Also erstmal vielen Dank für die Antworten bisher, ich habe mir auch mal verschiedene Seiten angeschaut, im einzelnen :

- http://www.gentoo.org/proj/en/base/embedded/handbook/

- http://www.anticore.org/ratgentoo/

- http://code.google.com/p/mini2440/

- http://wiki.linuxmce.org/index.php/Mini2440

- http://www.friendlyarm.de/downloads

Das Problem hierbei ist, ich habe 5 verschiedene Internet-Seiten mit 6-7 x verschiedenen Lösungen/Wegen. Welche ist nun die "richtige"? Das fängt schon beim Bootloader an, welchen nehmen und wie auf das Gerät spielen?

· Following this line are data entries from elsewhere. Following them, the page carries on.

PR #15, opened 2021-12-20
di: add text progression types and method

### LINKED ISSUE #14: Proposal: Direction attribute for text progression
The four Directions defined in `di` have two attributes:

- Are they vertical or horizontal?
- Does the text "begin" at the origin and move away along the axis, or does it begin away from the origin and move towards it? (assuming the origin is in the upper left).

There are many times when it would be convenient to define an operation based on this second property, as it would allow LTR and TTB to share an implementation of an algorithm, and would likewise allow sharing between RTL and BTT.

I'd like to add something like the `Axis` method to `di.Direction` to return this attribute, but I honestly have no idea what to call this property.

Do you think this makes sense and is a good idea? Is there already a typographical name for this aspect of text direction?

whereswaldon:
This commit introduces a type that represents how a piece
of text is read relative to the origin as well as a
method to get the progression from any direction.

This information makes it easy to write algorithms that
operate on text of only one progression, but across any
axis.

Closes #14

### DIFF
--- a/di/direction.go
+++ b/di/direction.go
@@ -35,9 +35,9 @@ func (d Direction) Axis() Axis {
 func (d Direction) Progression() Progression {
 	switch d {
 	case DirectionTTB, DirectionLTR:
-		return FromOrigin
+		return FromUpperLeft
 	default:
-		return TowardOrigin
+		return TowardUpperLeft
 	}
 }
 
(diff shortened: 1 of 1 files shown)


andydotxyz:
I'm a little confused here, I am not sure if it relates to naming or purpose.
It looks like RTL is always defined as "toward origin" - but in a RTL document the origin is in a different place, so it will be "from origin".
So I guess the question is, does this need to take the context of the overall document, or does it need naming change where origin is more specifically top left?

benoitkugler:
> I'm a little confused here, I am not sure if it relates to naming or purpose. It looks like RTL is always defined as "toward origin" - but in a RTL document the origin is in a different place, so it will be "from origin". 

Well, following the context of #14,  the origin of _the (drawing) pen_ would change, but not the origin of the document. But maybe it is not clear enough.

whereswaldon:
@benoitkugler @andydotxyz Does this naming work for everyone?

benoitkugler:
> @benoitkugler @andydotxyz Does this naming work for everyone?

I'm happy with it, thanks !

andydotxyz:
Sorry I missed this, was swamped with other things leading to the holiday.
This is much clearer, though reading through it I wondered - should it be "Top" instead of "Upper"? That way it matches the TTB and LTR naming...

Nutze ich ratgentoo oder embedded-gentoo?

Spiele ich es per minicom, xmodem oder was auch immer auf das Gerät?

etc....

Ist einfach so das die vielen verschiedenen Möglichkeiten mich total verwirren. Im Prinzip würde mir wirklich schon reichen zu wissen wie ich eine gentoo-Grundinstallation auf das Gerät bekomme, spich, Bootloader, Systemfiles und einen aktuellen Kernel. Aber selbst da habe ich keine Ahnung wie ...

----------